And I don't see the priming pump on the ProIIs as the main reason to get one. In fact I rarely use the priming pump. The advantage of the ProIIs are: good filter volumes, easy hose disconnects including flow control, easier maintenance (baskets) and the option to get one with a built-in heater. The Pro is similar but with smaller volume filter space (the Pro does not have a priming pump anyway).

The Classic line is very good value for money and has been around for years. I recently saw a 2017 (discontinued years ago and replaced with the 2217) that the owner couldn't even remember when he first installed it and it was still running with the usual Eheim quietness and efficiency. The only thing he had changed about two years ago was the o-ring... :mrgreen:


----------



## epine (Dec 24, 2006)

I have tried both the eheim 2128 and the 2028 on my 90g tank and imo, the integrated heater did not work really well. I opted to use the 2028 and just purchased a separate heater.


----------



## anonapersona (Mar 11, 2004)

Laith said:


> Wow, how did you manage all that?


<chuckle> Umm, well, when I got the tank and filters used, the prior owner came over to set the things up. We were exhausted and when the baskets were put in the Pro, the tiny connector pipe that goes at the bottom of the head was somehow lodged between the baskets and stuck down so far it got lost. So, the filter totally bypassed all the baskets and after 2 weeks the fish were starting to kill each other as water deteriorated (cichlids). I finally found the part and put it back right but the basket has been distorted some.

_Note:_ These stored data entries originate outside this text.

PR #723, opened 2017-12-23
added gh-pages

extremelypenguin:
just added gh-pages

im not sure if gh-pages should be even with master or not, if i put the gh-pages folder in the wrong place please correct it


sebastinas:
The website is managed via https://github.com/bpython/bsite.

Issue #724, opened 2018-01-05
printing special characters


vaapadvaapad:
Hi Team!

Recently I've noticed that it's impossible to print string containing "\t" character using bpython and `print `function (I have 0.17 on python 3.6.3 on Fedora 27 system).
Please find below simple test case:

**python interpreter:**
```
>>> print("aaa\tbbb\tccc")
aaa	bbb	ccc
>>> 
```

**bpython:**
```
>>> print("aaa\tbbb\tccc")

>>> 
```

So I guess that '\t' prevents string from being properly displayed. For example - '\n' works correctly:

**python interpreter:**
```
>>> print("aaa\nbbb\nccc")
aaa
bbb
ccc
>>> 
```
**bpython:**
```
>>> print("aaa\nbbb\nccc")
aaa
bbb
ccc
>>>
```

Have I missed something or it can be considered as a bug? Would you please take a look at it?

Best regards and thanks a lot for your glorious work on bpython!
Andrzej

ikanobori:
Mrm, I can't reproduce this on my machine (also 3.6), can you try updating to 0.17.1 and see if the problem re-occurs. If so, I know where to look, if not I'll dive into it a bit deeper.

Issue #670, opened 2017-03-19
bpython breaks line with ANSI escape code


laike9m:
This can be easily reproduced by typing

```
print('\033[31mOK\033[0m\033[31mOK\033[0m\033[31mOK\033[0m\033[31mOK\033[0m\033[31mOK\033[0m\033[3
1mOK\033[0m\033[31mOK\033[0m\033[31mOK\033[0m\033[31mOK\033[0m\033[31mOK\033[0m\033[31mOK\033[0m\033[3
1mOK\033[0m\033[31mOK\033[0m\033[31mOK\033[0m\033[31mOK\033[0m')
```

In bpython
![image](https://cloud.githubusercontent.com/assets/2592205/24078003/758e69bc-0c9a-11e7-8dde-ce21db6f3969.png)

In Python
![image](https://cloud.githubusercontent.com/assets/2592205/24078004/831b6b2a-0c9a-11e7-8dba-035cd6a91684.png)

I guess when calculating the length of output, bpython counts all chars, but not all chars are visible, thus leading to this bug.

laike9m:
While I managed to get over the previous issue:
https://github.com/thomasballinger/curtsies/issues/97

I really can't get things to work without this being fixed. I'd appreciate if you could fix it.

laike9m:
@sebastinas @thomasballinger What do you think? Since no other REPLs has this issue, the inconsistency between them and bpython certainly brings undesired behavior to some libraries, which I think is a serious problem.

sebastinas:
Handling of escape characters happens in curtsies. So while this certainly is an issue that affects bpython, it needs to be fixed in curtsies.

thomasballinger:
Thanks to @ata2001 the second issue you mentioned https://github.com/thomasballinger/curtsies/issues/97 is fixed. Fixing length issues is possible and were it to happen via a combination of using the [wcwidth](https://github.com/jquast/wcwidth)-based width of a curtsies FmtStr. https://github.com/thomasballinger/curtsies/issues/8 is the most relevant issue for this, we should consider this bpython issue blocked on that.

laike9m:
Thanks guys. Looking forward to a new release. 😄

ata2001:
Test cases would not be bad for this, but I'd need some help with doing that.

PR #731, opened 2018-02-13
WIP - width aware output take 2

thomasballinger:
The Curtsies version referenced does not exist yet, don't merge.

Perf looks better now, a linear 10x slower. Wonder if this is good enough, I made some guesses about how to make things fast in https://github.com/bpython/curtsies/pull/109 but haven't profiled at all.

betterperf

### DIFF
--- a/bpython/curtsiesfrontend/replpainter.py
+++ b/bpython/curtsiesfrontend/replpainter.py
@@ -25,12 +25,10 @@ def display_linize(msg, columns, blank_line=False):
     """Returns lines obtained by splitting msg over multiple lines.
 
     Warning: if msg is empty, returns an empty list of lines"""
-    display_lines = ([msg[start:end]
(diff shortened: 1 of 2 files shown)


thomasballinger:
A requirement for merging this should be identifying exactly what it's fixing. I had thought it might be fixing issues like #670 but that has to do with terminal escapes - this is really only a unicode fix.

thomasballinger:
Another issue: `print('a\tsdf'*100)` crashes with this patch applied (previously how did this work?)

ikanobori:
Not entirely sure but could you, while you're in this part of the code, see if this also gets resolved: https://github.com/bpython/bpython/issues/724 with the patches?

thomasballinger:
@rybarczykj knows where this is if we work on this more, I'm closing because even if we do this it won't be with this PR.

PR #751, opened 2018-09-30
Merge send_to_stdout and send_to_stderr; fix newline handling

### LINKED ISSUE #744: Print glitch regarding newline and line-ends
The bug seems to be triggered when there is a print with `end=''` followed by a print that begins with a `\n`.

Minimal example:

    $ bpython3
    bpython version 0.17.1 on top of Python 3.6.6 /usr/bin/python3
    >>> print('foo', end=''); print('\nbar')
    foo
    
    bar
    >>>

Expected: `foo` and `bar` are in immediately adjacent lines.
Actual: There is an extraneous line between `foo` and `bar`.

For reference, observe what the standard python interpreter does:

    $ python3
    Python 3.6.6 (default, Jun 27 2018, 14:44:17) 
    [GCC 8.1.0] on linux
    Type "help", "copyright", "credits" or "license" for more information.
    >>> print('foo', end=''); print('\nbar')
    foo
    bar
    >>> 

I have the hunch that the bug probably lives in the stdio shim of bpython.  The bugtracker shows no similar bugs.

ata2001:
Fixes #744

### DIFF
--- a/bpython/curtsiesfrontend/repl.py
+++ b/bpython/curtsiesfrontend/repl.py
@@ -229,7 +229,7 @@ class ReevaluateFakeStdin(object):
             value = self.readline_results.pop(0)
         else:
             value = 'no saved input available'
-        self.repl.send_to_stdout(value)
+        self.repl.send_to_stdouterr(value)
         return value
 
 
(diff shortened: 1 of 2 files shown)


sebastinas:
`test_no_trailing_newline` fails on under Python 2.7.

ata2001:
In the meantime, I realized, that there's a lot more wrong with this, so I'm closing it for now.

PR #753, opened 2018-10-04
Travis workaround to enable CI with python3.7

ata2001:
Currently, all the python3.7 tests fail on travis because of https://github.com/travis-ci/travis-ci/issues/9069. I adjusted .travis.yml as recommended by TravisCI developer BanzaiMan in https://github.com/travis-ci/travis-ci/issues/9069#issuecomment-425720905.

### DIFF
--- a/.travis.yml
+++ b/.travis.yml
@@ -9,7 +9,7 @@ python:
     - "3.4"
     - "3.5"
     - "3.6"
-    - "3.7"
+    - "3.7-dev"
     - "3.8-dev"
     - "pypy"
     - "pypy3"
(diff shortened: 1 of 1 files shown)


ata2001:
It seems like python3.4 is not in xenial. @sebastinas should we drop 3.4 support or wait until 3.7 is supported on trusty? Perhaps we could come up with a workaround, so we can test with both versions?

sebastinas:
We should revert b214afaa44f3c7cffcc5da6b219fa1841963f152 instead. I pushed that when Travis wasn't ready.

PR #781, opened 2019-10-24
Fix AttributeError, add a test case for methods that access the history file

myrmica-habilis:
- fix `AttributeError: 'int' object has no attribute 'close'` when closing the lock file.
- add a simple test case for methods that read and/or write to the history file with the use of the `filelock.FileLock` class

### DIFF
--- a/bpython/filelock.py
+++ b/bpython/filelock.py
@@ -2,7 +2,7 @@
 
 # The MIT License
 #
-# Copyright (c) 2015-2016 Sebastian Ramacher
+# Copyright (c) 2015-2019 Sebastian Ramacher
 #
 # Permission is hereby granted, free of charge, to any person obtaining a copy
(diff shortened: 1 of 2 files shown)


bpython/test/test_history.py
```diff
@@ -81,3 +84,42 @@ def test_reset(self):
...
         self.assertEqual(self.history.back(), '#999')
         self.assertEqual(self.history.forward(), '')
+
+
+class TestHistoryFileAccess(unittest.TestCase):
+    def setUp(self):
+        self.filename = 'temp_file'
+        self.encoding = getpreferredencoding()
+
+        with open(self.filename, 'w', encoding=self.encoding) as f:
```
sebastinas: This should be `io.open` to work with Python 2 too.

myrmica-habilis:
Divided into #782 and #783.

PR #787, opened 2020-01-05
Show deprecation warnings for urwid/curses/python2.

ikanobori:
@sebastinas can you take a look at mostly the texts here?


ikanobori:
Note to self: texts should be translatable.

PR #790, opened 2020-01-29
Remove desktop entry

opensource-assist:
It's very unconventional for a command-line app to have a desktop entry.
Anybody who wants to use the tool would just simply run the command from the terminal.


sebastinas:
And? The appstream metadata spec explicitly covers console applications. So, that's a NACK from me.

PR #800, opened 2020-03-26
Pinnwand api v1

supakeen:
Implement the new pinnwand API.

### DIFF
--- a/CHANGELOG
+++ b/CHANGELOG
@@ -10,6 +10,7 @@ General information:
 * Usage in combination with Python 2 has been deprecated. This does not mean that
   support is dropped instantly but rather that at some point in the future we will
   stop running our testcases against Python 2.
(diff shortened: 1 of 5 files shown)


CHANGELOG
```diff
@@ -10,6 +10,7 @@ General information:
 * Usage in combination with Python 2 has been deprecated. This does not mean that
   support is dropped instantly but rather that at some point in the future we will
   stop running our testcases against Python 2.
+* The new pinnwand API is used for the pastebin functionality.
```
sebastinas: Maybe add a comment that the two configuration options have been removed and that people should check the URLs in their config are sane.

supakeen: I agree I'll add that.

sebastinas:
Once that's done, should we prepare a release?

PR #812, opened 2020-06-24
Redo

allgo27:
I think I fixed it! But it does feel a little "hack-y." You previously suggested we make history a class, do you still think that's a good idea? You also suggested we move redo somewhere else, though I don't know if you had ideas of where-- do you still have thoughts on that? Thanks!

### DIFF
--- a/bpython/cli.py
+++ b/bpython/cli.py
@@ -905,7 +905,7 @@ class CLIRepl(repl.Repl):
             if n > 0:
                 self.undo(n=n)
             return ""
-
+  
         elif key in key_dispatch[config.search_key]:
             self.search()
             return ""
--- a/bpython/cli.py
+++ b/bpython/cli.py
@@ -905,7 +905,7 @@ class CLIRepl(repl.Repl):
             if n > 0:
                 self.undo(n=n)
             return ""
-  
+
         elif key in key_dispatch[config.search_key]:
             self.search()
             return ""
--- a/bpython/curtsiesfrontend/repl.py
+++ b/bpython/curtsiesfrontend/repl.py
@@ -775,13 +775,8 @@ class BaseRepl(BpythonRepl):
             self.on_tab(back=True)
         elif e in key_dispatch[self.config.undo_key]:  # ctrl-r for undo
             self.prompt_undo()
-        elif e in ["<Ctrl-g>"]:  # for redo
-            if (self.could_be_redone):
-                temp = self.could_be_redone.pop()
-                self.push(temp)
-                self.history.append(temp)
-            else:
-                self.status_bar.message("Nothing to redo.")
+        elif e in key_dispatch[self.config.redo_key]:  # ctrl-g for redo
+            self.prompt_redo()
         elif e in key_dispatch[self.config.save_key]:  # ctrl-s for save
             greenlet.greenlet(self.write2file).switch()
         elif e in key_dispatch[self.config.pastebin_key]:  # F8 for pastebin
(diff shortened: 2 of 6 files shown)


bpython/repl.py
```diff
@@ -439,7 +439,8 @@ def __init__(self, interp, config):
             duplicates=config.hist_duplicates, hist_size=config.hist_length
         )
         self.s_hist = []
-        self.history = []
+        self.history = []  # History of commands
```
thomasballinger, line 442: how about "commands executed since beginning of session," this comment isn't helping me much now.

bpython/repl.py
```diff
@@ -1009,6 +1010,10 @@ def undo(self, n=1):
 
         entries = list(self.rl_history.entries)
 
+        #Most recently undone command
+        lastEntry = self.history[-n:]
```
thomasballinger, line 1014: Could you change lastEntry -> last_entries; plural because it's a list, and snake_case

bpython/curtsiesfrontend/repl.py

In the other Pro, I overfilled a basket and that broke the impellor cover -- took some investigation to find it as it was not apparent until the head was running and the weak connection broke loose, so the head would pump for a second, then stop. The gasket repairs on both the Pros began with leaks visible when the power was off, each progressed to slow leaks constantly, and/or sudden failure after a cleaning.

The gasket needs to be totally removed, washed with soap and essentially scrubbed with a washcloth to get it perfectly, perfectly clean. Then clean the channel it sits in, and the rim of the head and body, totally free of any hard water deposits. I never did all that, tough I thought I was doing a fair job.

In addition, I was not lubing the primer button, since like you I felt it ws unnecessary. Too bad, since that was the source of a leak later on, and it leaked into the head unit. Big hassle! Important parts corroded inside, currenlty mended with superglue but next time the head needs to come apart to replace those internal o-rings, it probably will not be possible.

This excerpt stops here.